Provided entries START

PR #1697, opened 2016-11-27
fix Dockerfile (& upgrade ubuntu)

mathroc:


BjarniRunar:
This seems like a good idea. Folks that want an older Ubuntu (if that is anyone's preference) should probably fork this (cc. @DoubleMalt).

Issue #1698, opened 2016-11-27
improve usage with Docker


mathroc:
I'd like to improve the usage of mailpie from Docker. here is what I have in mind:

* [ ] fix Dockerfile so that it's at least able to build & run (#1697)
* [ ] use alpine to make the image much smaller (it's currently 441MB in #1697)
* [ ] fix gpg key creation (at least it failed on my one attempt to create a 4096 one)
* [ ] run mailepie with tor (inside the same image? or env vars link to an external tor node ? both ? etc.)
* [ ] expose web interface on port 80
* [ ] publish on hub.docker.com (auto build of master->latest and tags)
* [ ] add documentation about usage with docker (examples, volumes to mount, upgrade, etc.)

what do you think about this ? anything missing ?

ryneeverett:
I'd add that there probably needs to be a distinction between development and production use cases in the documentation and likely the image/compose file as well.

BjarniRunar:
Pinging @DoubleMalt - do you want to have an opinion on this?

BjarniRunar:
This all sounds worth doing! Thank you!

My only caveat is, I like to request that you hold off on publishing to hub.docker.com until we go into release-candidate mode. We're iterating a bit too fast right now to want to open up to an audience that isn't willing to do development.

Regarding the GPG key generation, that is almost certainly due to a shortage of entropy and Mailpile timing out. I'm not sure how much you'll be able to do about that from the Docker environment, but if you have clever ideas then I'm all ears!

mathroc:
@ryneeverett yes development probably have different needs than production mode. I don't have much knowledge about python dev so I'm mostly going on this for the production version. someone else might have better idea of how to improve developing with docker

@BjarniRunar don't worry I don't plan on publishing on the docker hub myself (I couldn't setup the proper hooks anyway)
ans finally about the GPG key generation. I found out that's it's because the version installed on ubuntu is gpg2 instead of gpg1.4. I'll have to look at how to install this version on the image until #1133 is resolved

DoubleMalt:
I'm happy to join the fray and offer opinions. I'm just in the process of
getting our ARM docker hub ready for primetime ;)

mathroc:
other things to consider:

* [ ] setup on first run so that it can write inside mounted volume
* [ ] setup variable env (language, home, password?, etc.)
* [ ] chown when starting (to fix permissions on mounted volumes)

BjarniRunar:
[...]

PR #1699, opened 2016-11-27
[wip] alpine based Dockerfile

mathroc:
this is a work in progress

working:

* initialize a new mailpile environment
* adding account
* importing emails / contacts
* generating gpg key
* sending messages

image size is currently 101MB (vs 446MB before)

blocking issues:

*  accessing mailboxes (segmentation fault :/)
> Segmentation faultayed welcome message
mailpie_app_1 exited with code 139

I'm not sure how to find out what is causing the segmentation fault. If you have any suggestions, please let me know!
* unlocking pgp key (not sure which password it's asking for and what should happen when it's unlocked)
* signing outgoing messages (because I can't figure out how to unlock the key)
* encrypting outgoing message:
>   File "/Mailpile/mailpile/crypto/gpgi.py", line 442, in writeout
    fd.write(line)
IOError: [Errno 32] Broken pipe

other issues:

* I don't know when this error appeared :
> Failed to load language C
Failed to configure i18n (C). Using fallback.

see #1698

### DIFF
--- a/Dockerfile
+++ b/Dockerfile
@@ -1,35 +1,41 @@
-FROM ubuntu:16.10
+FROM alpine:3.5
 
-# Install dependencies
-RUN apt-get update -y && \
-    apt-get install -y openssl python-imaging python-jinja2 python-lxml libxml2-dev libxslt1-dev python-pgpdump python-cryptography spambayes tor
-
-# Add code
 WORKDIR /Mailpile
-ADD . /Mailpile
 
 # Create users and groups
-RUN groupadd -r mailpile \
-    && mkdir -p /mailpile-data/.gnupg \
-    && useradd -r -d /mailpile-data -g mailpile mailpile
-
-# Add GnuPG placeholder file
-RUN touch /mailpile-data/.gnupg/docker_placeholder
-
-# Fix permissions
-RUN chown -R mailpile:mailpile /Mailpile
-RUN chown -R mailpile:mailpile /mailpile-data
-
-# Run as non-privileged user
-USER mailpile
+RUN addgroup -S mailpile && adduser -S -h /mailpile-data -G mailpile mailpile
 
 # Initialize mailpile
-RUN ./mp setup
-
-# Entrypoint
-CMD ./mp --www=0.0.0.0:33411 --wait
-EXPOSE 33411
+# RUN chown mailpile: /mailpile-data -R && ./mp setup
 
 # Volumes
 VOLUME /mailpile-data/.local/share/Mailpile
 VOLUME /mailpile-data/.gnupg
+
+# Install dependencies
+RUN apk --no-cache add \
+	ca-certificates \
+	openssl \
+	gnupg1 \
+	py-pip \
+	py-imaging \
+	py-jinja2 \
+	py-lxml \
+	py-lockfile \
+	py-pillow \
+	py-pbr \
+	py-cryptography \
+	su-exec
+
+ADD requirements.txt /Mailpile/requirements.txt
+RUN pip install -r requirements.txt
+
+# Entrypoint
+ADD packages/docker/entrypoint.sh /entrypoint.sh
+ENTRYPOINT ["/entrypoint.sh"]
+CMD ./mp --www=0.0.0.0:33411 --wait
+EXPOSE 33411
+
+# Add code
+ADD . /Mailpile
+
--- a/packages/docker/entrypoint.sh
+++ b/packages/docker/entrypoint.sh
@@ -1,0 +1,5 @@
+#!/bin/sh
+
+chown mailpile: /mailpile-data/ -R
+
+su-exec mailpile "$@"


JocelynDelalande:
Hi :)

I'm not even using docker but just wondering : is that a good move to switch onto an "exotic" (mind the quotes) system that is not mentioned in [install docs](https://github.com/mailpile/Mailpile/wiki/Getting-started-on-linux) for the default docker image ?

I mean, it adds maintenance (fixing depolyment/env bugs on alpine + ubuntu/debian), and means less testing on debian/ubuntu env (people using docker for dev will *not* test on deb/ubuntu).

As mailpile is intended for large audiences ; I'd prefer keeping the overweight of 300mio and having the default docker env remaining on Ubuntu. Again, that may be a naive opinion, because I'm no docker user…

DoubleMalt:
Docker themselves announced a while ago the they intend to switch their
default images to alpine for the vast improvements of Docker image size.

While it doesn't seem to have hapened (yet), using ALpine for Docker images
is definietly not exotic any more.

BjarniRunar:
Ping @DoubleMalt , @mathroc!

Should this be merged? I don't use docker myself so I don't know what to do with this issue; but I feel bad leaving it unmerged for months like this.

mathroc:
I've rebased and updated the PR, everything seems to be working fine now

@grekko maybe you can test this too and if it's ok @BjarniRunar can merge it ?

grekko:
@mathroc I tested some basic functionality w/ the Dockerfile and could succesfully:
- Start & configure mailpile
- Add an account & generate GPG keys
- Fetch E-Mails
- Send a signed/encrypted E-Mail

Besides these basic functionality tests I don't know that else to consider and would give a thumbs-up for the change 👍

grekko:
@mathroc I had a second look at the packages you install and discovered that the original Dockerfile installs packes like `tor` and `spambayes` which are not explicitly mentioned in the new one.

mathroc:
@grekko thank you for testing, I did not include `tor` because I think it should be run in a separate container. As for `spambayes` I don't remember why I did not install it; what is it used for ? and why is it not a dependency? (in requirements.txt)

anyone have thought about adding or not `tor` and `spambayes` ?

grekko:
> I did not include tor because I think it should be run in a separate container.

Could you elaborate on that? Is that for security reasons? I guess this would require some adjustments on the Mailpile code. The docker orchestration part should be no problem with docker compose I guess.

> anyone have thought about adding or not tor and spambayes ?

I would argue to keep them for now since I assume they are required by Mailpile. Maybe @BjarniRunar has some thoughts on that.

mathroc:
> Could you elaborate on that? Is that for security reasons? I guess this would require some adjustments on the Mailpile code. The docker orchestration part should be no problem with docker compose I guess.

first reason is that I'm used to have one container for one service, that way it's easier to let people use their own custom image of external services. for `tor`, while not that important, adding it in the Mailpile image would mean a larger image and a maintenance burden. but more importantly, users would probably thought that mailpile is "torified", but [the setup is much more complex](https://github.com/mailpile/Mailpile/wiki/Mail(pile)-TORified)

I don't think adjustments on the Mailpile code would be needed as using Mailpile with tor seems to be transparent to mailpile. it connect to an smtp port that is proxified by tor and the webui traffic comes from a tor but, afaik, Mailpile doesn't care about that either

providing an easy way to setup mailpile + tor could be interesting but I don't think it's a priority

grekko:
> first reason is that I'm used to have one container for one service, that way it's easier to let people use their own custom image of external services.

To me the 1-service-per-container argument sounds a little too dogmatic in the case of Mailpile while I agree w/ the benefits of decoupled services generally.

My assumption was that enabling Tor-Support for Mailpile is a first-class feature and should work w/o any further tweaking by the user. If that is not the current reality but a short-term goal I would vote for inlcuding it in the Dockerfile.

If Tor-Support is not really that important it could probably be also excluded. While I am pretty new to the project and cannot tell much about the importance of Tor-Support probably @BjarniRunar can.

BjarniRunar:
Hello!

Without spambayes you have no spam protection, so although the app will run without it, it is pretty important. It is in requirements.txt, but if the operating system provides a package it makes sense to use that IMO.

Tor is optional, but many of the privacy features Mailpile wants to offer depend on it being present, and that is going to increase over time. If it can be included in the default Dockerfile that seems to me like the right thing to do; folks that don't want it for some reason can fork the file, no?

BjarniRunar:
Another point regarding Tor - future versions of Mailpile will be creating and exposing hidden services. I don't know if this is even possible for Mailpile to do if Tor itself is in a different container. And for context, when we build Mac and Windows packages, I do hope we will be able to bundle Tor, for the same reasons.

mathroc:
thank you for the input @BjarniRunar 

alpine does not have its own spambayes package but it should be installed by pip

I can install tor inside the image right now but it will be much more work to start it along with mailpile. the current ubuntu image does not start it either. It'll mean adding a supervisor such as [s6](https://github.com/just-containers/s6-overlay) to start mailpile, tor & dnsmasq + adding whatever is necessary to configure all this through environement variables

I'd rather add tor in a following PR if that's okay (or only install it if it's useful on its own) as I'll have to learn more about tor before being able to add that

BjarniRunar:
Cool! As an aside, this may in fact be a weak argument for using a slightly larger image than Alpine; something Debian based will already have Tor packages that just work. Having a small image is nice, but if it means we have to reinvent too many wheels it may not be worth it.

mathroc:
well with a debian image you will also have to configure a supervisor. as most images, debian images does not start a initd/supervisor by default (it only starts bash) and it's not really possible/easier to use the same as a "full" debian system (systemd) inside an image as the configuration would be very different (no need to mount filesystems /sys/… start networks, tty, etc.)

it's not really starting multiple processes that will slow me down (it will only take a bit of time) it's mainly that I have close to no experience with tor :)

grekko:
@mathroc Ah, now I see what you are referring too. Having tor in the image is only useful if its run when starting the docker container, but currently we just run the mailpile service anyways.

When you mention the supervisor you are referring to the [PID 1 Problem](https://blog.phusion.nl/2015/01/20/docker-and-the-pid-1-zombie-reaping-problem/), are you?

In any case: If the current/previous dockerized Mailpile solution does not support running the Tor-Service it might make sense to not install the package.

Instead there should be an Issue/Chore that targets extending the the dockerized version of Mailpile to properly run Tor in another container and hook it up w/ the mailpile service. What do you think?

mathroc:
> When you mention the supervisor you are referring to the PID 1 Problem, are you?

yep, well, not exactly the same problem but it's closely related. I don't think mailpile itself produces zombie so I didn't add an init (eg: [tini](https://github.com/krallin/tini) but if we want to start multiple processes, we have to introduce a parent to those processed to not let them run headless (and handle restarting or stopping them when appropriate)

> Instead there should be an Issue/Chore that targets extending the the dockerized version of Mailpile to properly run Tor in another container and hook it up w/ the mailpile service. What do you think?

👍 we'll have to look if it's possible to have tor in a separate container. and even if it is, we might want to first run it in the same image for easier deployment (maybe with the option of using an external tor for advanced used)

BjarniRunar:
I'm going to close this in favour of #1804, which AFAICT has incorporated most of these changes and more. Thanks everyone who chimed in, and especially @mathroc for getting the ball rolling.

PR #1700, opened 2016-11-28
Fixed hack in app.py

aaronthj16:
There is no need for the print command between the MoTD and the splash message.

### DIFF
--- a/mailpile/app.py
+++ b/mailpile/app.py
@@ -147,7 +147,6 @@ class InteractCommand(Command):
         splash = HelpSplash(session, 'help', []).run()
         motd = MessageOfTheDay(session, 'motd', ['--noupdate']).run()
         session.ui.display_result(splash)
-        print  # FIXME: This is a hack!
         session.ui.display_result(motd)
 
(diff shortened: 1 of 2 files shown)


BjarniRunar:
I feel silly being pedantic about such a minor issue... but why would the MOTD command results always start with a newline?  That's no less of a hack, IMO. :-)

BjarniRunar:
If we're fixing hacks, then how about instead of the print, create a `session.ui.display_spacer()` method that just prints a newline (on printable interfaces) and does nothing on others. What do you think?

aaronthj16:
I think that if we were to implement a `session.ui.display_spacer()` method then we probably should just leave the print there IMO. I agree that this is probably a very minor issue but I thought that 'fixing' the hack was by getting rid of the print so that the code looks more uniform. Adding a method between the MOTD and splash results seems to me the same as leaving a print there.

BjarniRunar:
I agree, it's pretty much the same thing since at that point in the code the console is the only possible communication channel. That may change someday, but until then...

PR #1701, opened 2016-11-28
1st draft at sensible behaviour when out of disk space. Fixes #1696

### LINKED ISSUE #1696: Make sure Mailpile stops safely when out of disk space
If Mailpile runs out of disk space, it should notify the user and prevent any further actions (tagging, mail downloading, etc.) until more space is available. This applies both to the back-end processes and the user interface.

This is critical so users don't experience data loss when they run out of disk space.

BjarniRunar:
Changes:

   * Add a sys.minfree_mb variable for configuring our space requirements
   * Under sys.minfree_mb, stop downloading and indexing mail
   * Under sys.minfree_mb/2, make Mailpile completely read-only
   * Add a HealthCheck command, add notifications in the UI

The HealthCheck command is mostly used internally, but can be invoked from
the CLI if the user is curious. It communicates and keeps state in the Event
Log.

This method will probably be expanded later as other "system health" issues
are identified which we want to check for; this could include low RAM or
reminders to the user about making/enabling backups.

### DIFF
--- a/mailpile/app.py
+++ b/mailpile/app.py
@@ -12,7 +12,8 @@ from mailpile.conn_brokers import DisableUnbrokeredConnections
 from mailpile.i18n import gettext as _
 from mailpile.i18n import ngettext as _n
 from mailpile.plugins import PluginManager
-from mailpile.plugins.core import Help, HelpSplash, Load, Rescan, Quit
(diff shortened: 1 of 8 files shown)


BjarniRunar:
Review window timed out, merging!

PR #1, opened 2018-05-23
SmallRye Config initial import

jmesnil:
This initial import takes the code from
https://github.com/wildfly-extras/wildfly-microprofile-config and keeps
only the implementation and tck modules.

The GAV of the project is changed to io.smallrye:smallrye-config:1.0.0-SNAPSHOT

Code is from https://github.com/jmesnil/wildfly-microprofile-config/tree/smallrye


jmesnil:
@smallrye/collaborators This is the initial import for the SmallRye Config project.

Could one of you please review it?

README.md
```diff
@@ -1 +1,27 @@
-# smallrye-config
+# SmallRye Config
+
+
+SmallRye Config is an implementation of [Eclipse MicroProfile Config][microprofile-config].
+
+[![Build Status](https://ci.wildfly.org/app/rest/builds/buildType:(id:MicroProfileJsr_WildflyMicroprofileConfig_MpConfig1xBranch)/statusIcon)](https://ci.wildfly.org/viewType.html?buildTypeId=MicroProfileJsr_WildflyMicroprofileConfig_MpConfig1xBranch&guest=1)
```
jmesnil: I kept the link to WildFly CI that was used for wildfly-microprofile-config.

Should I also set it up for that project or had you in mind another CI infra?

kenfinnigan: I was thinking of using Semaphore CI, as we'll eventually need one more jobs for each repo and will be easier if people outside RH can set them up as well

pom.xml
```diff
@@ -0,0 +1,194 @@
...
+            <dependency>
+                <groupId>io.smallrye</groupId>
+                <artifactId>smallrye-config</artifactId>
+                <version>${project.version}</version>
+            </dependency>
+        </dependencies>
+    </dependencyManagement>
+
+    <repositories>
+        <repository>
```
kenfinnigan: Are there artifacts from JBoss Nexus we need that aren't in Central?

jmesnil: No, I tried it and everything can be fetched from Central?

Should I remove this repository from the POM?

README.md
jmesnil: I removed the link

kenfinnigan: Thanks

pom.xml
jmesnil: done

kenfinnigan:
Not stopping the merge, but what are your thoughts regarding /docs?

Were you thinking that would be published somewhere?

jmesnil:
@kenfinnigan I was not sure about the docs. 

They are quite readable from GitHub directly at https://github.com/smallrye/smallrye-config/blob/master/docs/src/main/asciidoc/index.adoc but I'd prefer to have a better place to host them.

I see at least 2 options:
* publish them in GitHub pages for the project
* publish them on smallrye.io

kenfinnigan:
Likely publish on smallrye.io makes sense, though that could be just a GH pages project.

Need to figure that out

PR #4, opened 2018-05-31
Add missing NOTICE

jmesnil:


johnament:
@jmesnil Notice file should include all contents from https://github.com/apache/geronimo-config/blob/trunk/NOTICE

jmesnil:
@johnament the code I used was from https://github.com/struberg/javaConfig, not geronimo-config. I used the same content than its notice https://github.com/struberg/javaConfig/blob/master/NOTICE.

Isn't that correct?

Provided entries END

## Exercise prompt
The answer consists of the lines above that include the word "external", each copied exactly.

## Answer box
* [ ] run mailepie with tor (inside the same image? or env vars link to an external tor node ? both ? etc.)
first reason is that I'm used to have one container for one service, that way it's easier to let people use their own custom image of external services. for `tor`, while not that important, adding it in the Mailpile image would mean a larger image and a maintenance burden. but more importantly, users would probably thought that mailpile is "torified", but [the setup is much more complex](https://github.com/mailpile/Mailpile/wiki/Mail(pile)-TORified)
> first reason is that I'm used to have one container for one service, that way it's easier to let people use their own custom image of external services.
👍 we'll have to look if it's possible to have tor in a separate container. and even if it is, we might want to first run it in the same image for easier deployment (maybe with the option of using an external tor for advanced used)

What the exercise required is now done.